Once the line holding "- response.content_length" is found in the listing below, write it out and each later line exactly, up to and including the one holding "Fixes #164.".
== Segment start ==
PR #157, opened 2020-11-02
Add DB.BindNamed based on Tx.BindNamed

matiasanaya:
This is a straight copy from `Tx.BindNamed` so that we can access `DB.BindNamed`.

### DIFF
--- a/wrappers/hnysqlx/sqlx.go
+++ b/wrappers/hnysqlx/sqlx.go
@@ -46,6 +46,22 @@ func (db *DB) GetWrappedDB() *sqlx.DB {
 	return db.wdb
 }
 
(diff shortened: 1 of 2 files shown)


MikeGoldsmith (changes requested):
Hi @matiasanaya - thanks for the contribution!

Please could you add a test to ensure this works as expected? We have some tests already setup [here](https://github.com/honeycombio/beeline-go/blob/main/wrappers/hnysqlx/sqlx_test.go).

Thanks

matiasanaya:
@MikeGoldsmith I've added a test now. Cheers!

MikeGoldsmith (approved):

MikeGoldsmith:
Thanks @matiasanaya 👍

PR #163, opened 2020-12-15
Use separate CircleCI context for public repositories

maplebed:
In order to have CirlceCI push draft releases to github there is a separate API token that allows pushing artifacts. We set up a separate CircleCI context that has an API token with that right. Trying it out to see if it works!


vreynolds (approved):
👏

PR #169, opened 2020-12-29
Adding a gRPC interceptor wrapper.

paulosman:
This allows users to instrument gRPC services by providing a wrapped interceptor when creating a server:

```
serverOpts := []grpc.ServerOption{
	grpc.UnaryInterceptor(hnygrpc.UnaryServerInterceptorWithConfig(...)),
}
server := grpc.NewServer(serverOpts...)
```

Note that at the moment, only unary RPCs are supported. Streaming gRPC clients and servers can be added later. Outgoing instrumentation is also not supported yet, hence no `config.GRPCOutgoingConfig` or propagation hook included in this PR.

### DIFF
--- a/go.mod
+++ b/go.mod
@@ -23,6 +23,7 @@ require (
 	go.opentelemetry.io/contrib/propagators v0.15.1
 	go.opentelemetry.io/otel v0.15.0
 	goji.io/v3 v3.0.0
+	google.golang.org/grpc v1.27.0
 	google.golang.org/protobuf v1.25.0 // indirect
 	gopkg.in/yaml.v2 v2.3.0 // indirect
 )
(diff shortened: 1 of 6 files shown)


vreynolds (approved):
LGTM! Curious about the testing strategy: `startSpanOrTraceFromUnaryGRPC` has a lot of logic about span/trace handling, are tests for it not worth the effort of set up?

paulosman:
> LGTM! Curious about the testing strategy: `startSpanOrTraceFromUnaryGRPC` has a lot of logic about span/trace handling, are tests for it not worth the effort of set up?

Good question! We can probably just set up some contexts with trace info - lemme try and if it gets unwieldy I'll give up :)

paulosman:
> > LGTM! Curious about the testing strategy: `startSpanOrTraceFromUnaryGRPC` has a lot of logic about span/trace handling, are tests for it not worth the effort of set up?
> 
> Good question! We can probably just set up some contexts with trace info - lemme try and if it gets unwieldy I'll give up :)

Added tests for each scenario, and caught a case sensitivity bug (of course!) :tada:

PR #196, opened 2021-03-12
Set additional response header values in hnygorilla wrapper

### LINKED ISSUE #164: hnygorilla post-handler fields
hnynethttp, post-handler, sets:
- response.status_code
- response.content_length
- response.content_type
- response.content_encoding

of these, hnygorilla only sets status_code

Should hnygorilla set the others as well? And/or perhaps these fields should be abstracted into common.NewResponseWriter?

nathancoleman:
Fixes #164.

The hnynethttp wrapper adds fields for response headers other than the status code, and the same would be useful in the hnygorilla wrapper:
https://github.com/honeycombio/beeline-go/blob/5f09432b6f3de0e6107f87d25a134b95bd94850a/wrappers/hnynethttp/nethttp.go#L67-L75

### DIFF
--- a/wrappers/hnygorilla/gorilla.go
+++ b/wrappers/hnygorilla/gorilla.go
@@ -58,6 +58,15 @@ func Middleware(handler http.Handler) http.Handler {
 		if wrappedWriter.Status == 0 {
 			wrappedWriter.Status = 200
 		}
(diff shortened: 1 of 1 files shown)


vreynolds (approved):
Awesome, thanks!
== Segment end ==
_SOLUTION TO THE EXERCISE:_
- response.content_length
- response.content_type
- response.content_encoding

of these, hnygorilla only sets status_code

Should hnygorilla set the others as well? And/or perhaps these fields should be abstracted into common.NewResponseWriter?

nathancoleman:
Fixes #164.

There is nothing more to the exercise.